PR #5656, opened 2024-11-06
feat(storage): multi bucket download file api

ekjotmultani:
*Description of changes:*

added integration tests
Updated download file options to accept bucket parameter


Equartey (approved):
LGTM. Are there any unit test that should be updated too?

packages/storage/amplify_storage_s3/example/integration_test/download_file_test.dart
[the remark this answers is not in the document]
ekjotmultani: This makes sense, I'll make a few separate ones under the standard config to test this then

packages/storage/amplify_storage_s3_dart/lib/src/amplify_storage_s3_dart_impl.dart
```diff
@@ -216,15 +216,15 @@ class AmplifyStorageS3Dart extends StoragePluginInterface
       defaultPluginOptions: const S3DownloadDataPluginOptions(),
     );
 
-    final s3Options = StorageDownloadDataOptions(
+    options = StorageDownloadDataOptions(
```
⁂
• **What you have to do**:
Retype every record above exactly as written.

• **Result**:
PR #5656, opened 2024-11-06
feat(storage): multi bucket download file api

ekjotmultani:
*Description of changes:*

added integration tests
Updated download file options to accept bucket parameter


Equartey (approved):
LGTM. Are there any unit test that should be updated too?

packages/storage/amplify_storage_s3/example/integration_test/download_file_test.dart
[the remark this answers is not in the document]
ekjotmultani: This makes sense, I'll make a few separate ones under the standard config to test this then

packages/storage/amplify_storage_s3_dart/lib/src/amplify_storage_s3_dart_impl.dart
```diff
@@ -216,15 +216,15 @@ class AmplifyStorageS3Dart extends StoragePluginInterface
       defaultPluginOptions: const S3DownloadDataPluginOptions(),
     );
 
-    final s3Options = StorageDownloadDataOptions(
+    options = StorageDownloadDataOptions(
```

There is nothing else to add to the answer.